The data -
PR #1, opened 2017-01-17
Bugfixes

baszoetekouw:
Fixing some small generic bugs (see individual commits)

### DIFF
--- a/cmds.pl
+++ b/cmds.pl
@@ -174,7 +174,7 @@ sub task_set_priority {
     if ( $p eq 'N' ) {
       $p = '';
     }
-    my ($es,$result) = &task_exec("$id modify prio:$p");
+    my ($es,$result) = &task_exec("$id modify 'prio:$p'");
     if ( $es != 0 ) {
       $error_msg = $result;
       &draw_error_msg();
@@ -204,7 +204,7 @@ sub task_set_project {
     beep();
     return;
   }
-  my ($es,$result) = &task_exec("$id modify proj:$p");
+  my ($es,$result) = &task_exec("$id modify 'proj:$p'");
   if ( $es != 0 ) {
     $error_msg = $result;
     &draw_error_msg();
--- a/cmds.pl
+++ b/cmds.pl
@@ -10,8 +10,7 @@ sub prompt_quit {
     &draw_prompt_line('');
     return;
   }
-  endwin();
-  exit();
+  &clean_exit()
 }
 
 #------------------------------------------------------------------
--- a/cmds.pl
+++ b/cmds.pl
@@ -21,7 +21,8 @@ sub task_add {
     &draw_prompt_line('');
     return;
   }
-  # TODO: fix this evilness
+  # TODO: get rid off escaping by replacing the shell call in task_exec() by something like IPC::Open2().
+  #       That would allow us to get rid of all shell expansions, quotations and escaping. [BaZo]
   $str =~ s{[&^\\]}{\\\&}g;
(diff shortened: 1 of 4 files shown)


read.pl
```diff
@@ -128,16 +128,18 @@ sub inner_read_report {
...
-      $taskid2report[$i] = $prev_id;
+      audit("inner_read_report: report2taskid[$i]=$prev_id")
     }
     $prev_id = $report2taskid[$i];
     $i++;
   }
   close(IN);
 
   if ( $#report_tokens > -1 ) {
+    # WHY?!!!!
```
scottkosty: I have the same comment for a lot of VIT's code. Is your comment about why the if statement conditions on that particular condition, or is it about the line below the comment? For comments like these, let's use something more standard, like:

`# FIXME: I don't see why [insert reason] Either comment why or try removing? bz`

You do not need to sign (as I put above with bz), but I personally find it helpful.

cmds.pl
```diff
@@ -21,6 +21,8 @@ sub task_add {
     &draw_prompt_line('');
     return;
   }
+  # TODO: fix this evilness
```
scottkosty: From what I understand, escaping is all we can do, because we cannot quote the string because we want taskwarrior to parse it (e.g. the string might be "buy a cup of coffee +caffeine project:life").

Your comment suggests there's a more robust approach, but I don't see it. What do you suggest for the long-run?

read.pl
baszoetekouw: You're totally right.  Putting the comment like this is quite unhelpful, as I can't even rememeber now what is was about.  I had probably something to do with me trying to figure out what exactly the code is trying to accomplish here.

cmds.pl
baszoetekouw: The proper way to solve this would probably be to use IPC::Open2 in task_exec() instead of a regular open() with shell expansion.  Using open2() would allow you to avoid the shell altogether (with all its escaping and expansion pitfalls) and as a bonus allows you to specify each command line argument for ``task`` separately.

However, fixing this is quite some work, I think, as it would require rewriting not only the ``task_exec()`` function, but also large parts of ``cmds.pl``.

read.pl
```diff
@@ -125,19 +125,21 @@ sub inner_read_report {
       $i++;
       next;
     }
-    if ( $_ =~ /^\s*(\d+) / ) {
+    if ( $_ =~ /^\s{0,5}(\d+) / ) {
```
baszoetekouw: The proper way to fix this, I think, would be to force ``task`` to show each task on a single line (by setting ``defaultwidth`` to 0), and then handling our own line breaking and layout.  Of course that would be quite a departure from vit's current model, in which it simply shows whatever ``task`` outputs, so I'm not entirely sure if that is the way to go.

Alternatively, using a regexp here might be the wrong way to look at it.  What we really should be checking is if the first column is empty (in which case the line is a continuation of the previous task), or if is isn't (in which case this is a new task).  That shouldn't be too hard to implement.

baszoetekouw:
I've fixed the issues you raised, so I think this PR should be ok to merge now.

 I still need to marge these changes into the other pull requests, to avoid any conflicts there.

baszoetekouw:
If you like, I can change the exit code.  The main reason for the fix was vit not cleaning up the terminal properly on ctrl-C, but it should be straightforward to keep a non-zero exit code.

scottkosty:
I see. Thanks, Bas. Your commit works well -> merged.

Assignment - Work out how many lines in the listing contain "avoid", then write down that number and nothing else.

Solution to the problem - 2